How this fits into Better Microbiome Thinking
From a “Better Microbiome Thinking” standpoint, the GMbC cohort is a case study in both progress and blind spots.
Progress
The wet lab quality and multi omics integration are excellent, which gives us a richer picture of the “metaorganism” than we had before.
The authors are open about terminology, colonial histories, and the risk of stereotyping. They actually try to wrestle with language instead of pretending it is neutral.
The portability analysis of GMHI and other disease models is a needed corrective to Western centric biomarker enthusiasm.
This is all movement in the right direction.
Blind spots
“Global” here is about geography, not about structural position. The cohort systematically misses the people who are most affected by industrialization linked disease in rich countries. That includes those living in food deserts, under chronic stress, and with limited health care access.
Lifestyle is treated as a tidy variable that can be separated from the history that created it. That might keep the models happy but it dulls our understanding of how power, policy, and inequality shape biology.
Ethnic labels are acknowledged, then discarded in favor of genetic PCs. That avoids one level of bias and introduces another, where social identity and structural discrimination evaporate into “Genetics versus Lifestyle.”
This is where Better Microbiome Thinking has to be blunt.
If we want to move beyond pretty diversity plots and into real public health, we cannot keep pretending that HDI and a population density threshold are adequate proxies for lived experience.
We need cohorts that:
Oversample the structurally marginalized rather than the conveniently reachable.
Include explicit measures of income, education, food insecurity, neighborhood environment, and structural discrimination.
Combine microbiome data with clinical outcomes and longitudinal follow up.
Involve communities as partners in question setting, not just as stool providers.
GMbC is a strong foundation for ecological questions about industrialization and the gut. It is not the final word and it does not solve our equity problem.
Take home
If you are a scientist.
Use GMbC to explore large scale ecological patterns and to challenge the external validity of your favorite Western trained models. Respect the lab work. Be ruthlessly honest about what the sampling frame can and cannot tell you.

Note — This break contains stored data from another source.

Issue #345, opened 2020-02-21
[Feature request] Add inspectUri argument to Node debugger


SounD120:
Hey guys, [React Native Tools](https://github.com/microsoft/vscode-react-native) team here. During migration of the extension on js-debug we found out that Node debugging scenarios doesn't support [`inspectUri`](https://github.com/microsoft/vscode-js-debug/blob/09bffbb12174fbd85d95ab9f30eeef49e2457f9b/src/build/strings.ts#L77) argument for discovering debugging target websocket via [debugging proxy](https://github.com/microsoft/vscode-cdp-proxy) as browser scenarios does. Is it possible to add such an argument for Node scenarios?

connor4312:
Node debugging hooks up differently than Chrome, so it's not a super trivial change--there's no existing pathway where we go out and make a websocket connection to a debug target in Node. Are you trying to do something that doesn't work with the inspectUri shim present in the Chrome configs?

SounD120:
@connor4312 In React Native extension there is a special debugger worker process that communicates with the application JS bridge. The whole debugging workflow is tied to this [pure Node process](https://github.com/microsoft/vscode-react-native/blob/0379522089f47369dd1c3c934f3bf705d82b4bb1/src/debugger/forkedAppWorker.ts#L76-L128). And since our debugging case in React Native extension is about debugging Node, I think Chrome debugging scenarios will not work for it.

RedMickey:
@connor4312, we tried to [add a support of `inspectUri` parameter to Node Attach scenario](https://github.com/RedMickey/vscode-js-debug/pull/1). `inspectUri` parameter was added to Node Attach scenario configuration and handled almost the same way as for Chrome cases. The parameter was passed to `watchDog` process for establishing a connection with CDP proxy over Node debugger. With this configuration we can debug React Native applications, but it turned out that for some reasons breakpoints processing time increased. Now it takes a second or even longer to handle a breakpoint. Is this an expected behavior? Do you know what could cause this?

Also, we saw an update in [vscode-cdp-proxy](https://github.com/microsoft/vscode-cdp-proxy), and it seems to be very useful for us. Could you please publish a new version of that package so we could add it to the extension as a dependency? Thanks.

roblourens:
Have you tried this with a "chrome" type config using inspectUri? Even though you are actually attaching to a Node process, since we are just attaching to some websocket using CDP, it shouldn't matter.

[...]

PR #391, opened 2020-03-11
Add inspectUri parameter to Node target

RedMickey:
#345 
This is a probable implementation of support of `inspectUri` parameter for Node attach scenario.
It can be used the following way:
```
{
    "type": "pwa-node",
    "request": "attach",
    "name": "Attach",
    "port": 40324,
    "inspectUri": "ws://127.0.0.1:13602?browser={browserInspectUri}"
}
```


RedMickey:
According to this [issue](https://github.com/microsoft/vscode-js-debug/issues/345), it seems that implementation of `inspectUri` parameter won't make much sense for the extension in this case. So we are going to implement inspector socket lookup on RN extension side ourselves.

PR #408, opened 2020-03-30
fix: adjust line breakpoints to the first character in their line

### LINKED ISSUE #407: The breakpoint appears to wrong line
This is my test project, you can git clone and test:
[https://github.com/njzydark/vscode-debug-test](https://github.com/njzydark/vscode-debug-test)

When use chrome config to debug, every thing works right, bug when switch to pwa-chrome, there has two problems:

1. lanuch is slow
2. when I set breakpoint, it appear to wrong line

wrong-line

connor4312:
This fixes #407. TypeScript is generally fine, but in Babel sourcemaps
they don't include the leading whitespace as part of the first
statement. This can cause us to place the breakpoint on the start of the
previous line, and in _some_ cases the "variance" calculation will
result in the breakpoint being placed on the next statement, since it
sees the original line had a >0 variance.

In this change, we attempt to scan the source files and automatically
move line breakpoints to the first non-whitespace character in the line
they appear on (if any). This causes the location to be resolved
correctly in all cases.


src/adapter/breakpoints.ts
```diff
@@ -367,6 +374,9 @@ export class BreakpointManager {
 
       for (let index = 0; index < params.breakpoints.length; index++) {
         const bpParams = params.breakpoints[index];
+        if (!bpParams.column) {
+          bpParams.column = columnChars[bpParams.line];
```
roblourens: So you get a breakpoint request with no column or column 0, and try to get the sourcemapped position, and the problem is that babel's sourcemap doesn't have an exact match for column 0, so you get a position in the previous line or the next position in the line? Is that right? Would it be the same as saying "when bpParams.column isn't set, always take the next sourcemap position on the same source line" or something?

connor4312: Yes, exactly. Here's a visualization of the mapping in Sokra's source-map-visualization. Previously line breakpoints were getting set at column 1, which was before the source range in app.tsx, so with GREATEST_LOWER_BOUND, it was placing the breakpoint at the opening brace of the function.



Looking at it some more, I think we can actually avoid the file reading by using `allGeneratedPositionsFor` and then using the first-lowest-variance location from the candidates. I'll give that a spin...

roblourens: Cool, and I don't know whether js-debug considers the source line of the mapped position at all when evaluating breakpoint locations, v1 never did, but I imagined that we could do something like

- Get setBreakpoint request with source location
- Pick a mapping, get the generated location from sourcemap
- Run that location back through to get the source location
- If it doesn't map back to the same line as the requested source location, score that against it

connor4312: Yep, you actually suggested doing that a little while ago, that's what we do :) I pushed a followup commit that adjusts our logic there. Previously we only looked at a single location in the `LEAST_UPPER_BOUND`, but as you can see in the screenshot babel mapped `console` to multiple locations. It happened that the position at the semicolon was the first-generated position in the map, so we would set a breakpoint there which Chrome would resolve to the next line.

The update I pushed gets the first location with the least variance, that maps correctly.

roblourens: Oh ok cool!

connor4312:
OSX tests have an existing issue since the build agents were updated

PR #692, opened 2022-03-23
Use connection dropdown

gzdunek:
Closes https://github.com/gravitational/webapps.e/issues/146


packages/shared/components/MenuSshLogin/MenuSshLogin.tsx
```diff
@@ -100,7 +101,7 @@ export const LoginItemList = ({ logins, onClick, onKeyPress }) => {
         key={key}
         px="2"
         mx="2"
-        as={NavLink}
+        as={url ? NavLink : null}
```
gzdunek, line 104: In teleterm we don't have classical routing, so rendering `NavLink` causes errors (that it should be used in context of `Router`)

packages/shared/components/MenuSshLogin/MenuSshLogin.tsx
```diff
@@ -100,7 +100,7 @@ export const LoginItemList = ({ logins, onClick, onKeyPress }) => {
...
```
ravicious, line 104: Could we change it so that instead of rendering a `div` when there's no URL it renders a `button` styled as a link instead? This actually provides keyboard support OOTB and helps us avoid having onClicks on divs.

packages/teleterm/src/ui/DocumentCluster/ClusterResources/Servers/Servers.tsx
```diff
@@ -60,19 +65,24 @@ function ServerList(props: State) {
...
+  onConnect: (login: string) => void
 ) => {
   return (
     <Cell align="right">
-      <ButtonBorder
-        size="small"
-        onClick={() => {
-          connect(serverUri);
+      <MenuSshLogin
+        menuListCss={menuListCss}
```
ravicious, line 74: I've been here for just two months, so I suppose @kimlisa might have something more to say. But long-term, injecting arbitrary CSS seems to me like a wrong way of modifying the appearance of a shared component.

Ideally I suppose everything should work OOTB after we change the theme in Teleterm. However, I noticed that the way we use the theme is color-oriented rather than purpose-oriented.

https://github.com/gravitational/webapps/blob/0b65709668092d338ed96909b01052ec6bfcc11c/packages/shared/components/MenuSshLogin/MenuSshLogin.tsx#L130-L137

https://github.com/gravitational/webapps/blob/0b65709668092d338ed96909b01052ec6bfcc11c/packages/design/src/Menu/MenuList.jsx#L32-L33

I might be wrong, but I think this makes it harder to reuse components, because `theme.colors.light` might mean different things in different contexts. I saw [a good thread about that](https://twitter.com/buildsghost/status/1505072846564839424) a couple of days ago which goes into detail about this issue.

OTOH, taking care of that is probably out of scope for this PR.

One solution which comes to my mind is having a special copy of the theme in Teleterm which will override the Teleterm theme in places like this one here where we really need to bend a shared component to make it look a certain way. This means that in this context `theme.colors.light` could be something entirely else than it is in the general Teleterm theme. What do you think about this idea?

gzdunek: Thanks for detailed comment, I agree! 
I chose the way with css styling to apply more complicated changes like: different border radius, no separator between items, rounded corners of hovered item.
However, since we have agreed that color customization is sufficient, styling using a provider is simple.

packages/shared/components/MenuSshLogin/MenuSshLogin.tsx
```diff
@@ -156,7 +156,7 @@ const Input = styled.input(
   border: 1px solid ${theme.colors.subtle};
   border-radius: 4px;
   box-sizing: border-box;
-  color: #263238;
+  color: ${theme.colors.blueGrey[900]};
```
ravicious, line 159: I wanted to check if the change from `<React.Fragment>` to `<Flex flexDirection="column">` doesn't change anything in the web UI, but when I try to use the web UI on this branch I get "`theme.colors.blueGrey` is undefined" after clicking on Connect.

Could you make sure that this change and the `<React.Fragment>` change don't cause problems for the web UI?

ravicious (commented):
Ran into some problems when testing how this change impacts the web UI.

packages/shared/components/MenuSshLogin/MenuSshLogin.tsx
gzdunek: I tested that change in the web UI as well...
If only I had noticed that I am testing on `localhost:8080`, not `localhost:3080` 🙄🙄

Fixed

gzdunek:
Force-push to re-trigger builds

PR #697, opened 2022-03-25
Enable `babel-plugin-styled-components` in production and tests

gzdunek:
Since this plugin was only enabled in the development, [css prop](https://styled-components.com/docs/api#css-prop) worked locally but didn't work in the bundled app.

The plugin also improves bundle size a bit (`2.36 MiB` vs `2.38 MiB` previously).

### DIFF
--- a/packages/build/.babelrc.js
+++ b/packages/build/.babelrc.js
@@ -42,10 +42,13 @@ module.exports = {
     development: {
       plugins: [
         ...plugins,
-        'babel-plugin-styled-components',
+        ['babel-plugin-styled-components', { displayName: true, ssr: false }],
       ],
     },
   },
   presets: makePresents(),
-  plugins,
+  plugins: [
+    ...plugins,
+    ['babel-plugin-styled-components', { displayName: false, ssr: false }],
+  ],
 };


packages/build/.babelrc.js
```diff
@@ -42,10 +42,13 @@ module.exports = {
     development: {
       plugins: [
         ...plugins,
-        'babel-plugin-styled-components',
+        ['babel-plugin-styled-components', { displayName: true, ssr: false }],
```
ravicious, line 45: Damn, `displayName` is amazing for Teleterm where adding React DevTools is a bit of a pain. 🙏

> This option enhances the attached CSS class name on each component with richer output to help identify your components in the DOM without React DevTools. In your page source you'll see: `<button class="Button-asdf123 asdf123" />` instead of just `<button class="asdf123" />`.

ravicious (approved):
Tested this with the web UI by running the following command from `packages/teleterm` and it looks like it doesn't break anything.

```
yarn g-start --config $(pwd)/webpack.prod.config.js --target=https://localhost:3080/web
```

packages/build/.babelrc.js
gzdunek: True, but I just want to add that there is no change for generated classnames.
This plugin generated `displayName` by default (so `{ displayName: true }` in dev mode doesn't change anything - I added it for informative purposes).

gzdunek:
> Tested this with the web UI by running the following command from `packages/teleterm` and it looks like it doesn't break anything.

Probably you mean `packages/teleport` :)

kimlisa (approved):

PR #698, opened 2022-03-25
Limit navigation capabilities to reduce attack surface

ravicious:
This takes care of TEL-Q122-19 from the recent security audit.

At the moment we don't create new windows nor navigate away from the rendered app, so we can just block everything. Obviously when adding support for multiple windows we'll have to change that and use Node's URL parser, preferably.

To test this, I made it so that the table with servers renders a regular link next to each hostname. Shift + click tries to open the link in a new window.

Testing the `<webview>` tag required adding `webviewTag: true` to `webPreferences` of the `BrowserWindow`.

https://github.com/gravitational/webapps/blob/f8cfdf3839e9efa7faf9067e57c0442baab360c9/packages/teleterm/src/mainProcess/mainProcess.ts#L55-L59

### DIFF
--- a/packages/teleterm/src/main.ts
+++ b/packages/teleterm/src/main.ts
@@ -47,6 +47,34 @@ app.whenReady().then(() => {
   mainProcess.createWindow();
 });
 
+// Limit navigation capabilities to reduce the attack surface.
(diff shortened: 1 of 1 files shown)


gzdunek (approved):
Good job!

If you are a clinician or policymaker.
Do not wave this paper around as evidence that “industrialization causes X disease through microbiome Y” or that “we now have globally representative data.” You do not. Not yet.
If you are building tools or therapeutics.
Treat GMbC as a stress test for portability, not as a complete map of the human gut. You still need cohorts that are anchored in the real social and economic gradients where your patients live.
And if you are serious about Better Microbiome Thinking.
This paper is both a milestone and a mirror. It shows what we can achieve technically when we coordinate across continents. It also reflects our habit of flattening people into tidy axes and PCs that erase the most uncomfortable parts of the story.
We can do better than that. We will have to, if we want microbiome science that actually matters for the people who are not sitting in a university clinic filling out a “healthy volunteer” form.
Key references for readers who want to dig deeper
Konikoff & Denson, 2006. “Role of fecal calprotectin as a biomarker of intestinal inflammation” Am J Gastroenterol.
D’Incà et al., 2008. “Calprotectin and clinical activity in IBD.”
Van Rheenen et al., 2010. “Faecal calprotectin for screening of patients with suspected IBD.” BMJ.
Mosli et al., 2015. Meta-analysis of FC accuracy for endoscopic inflammation.
Rudzki et al., 2020. FC variability in healthy adults.
ECCO Clinical Guidelines, 2017.


Couldn't agree more. It's like training AI with partial datasets you just miss the real picture of human health equity.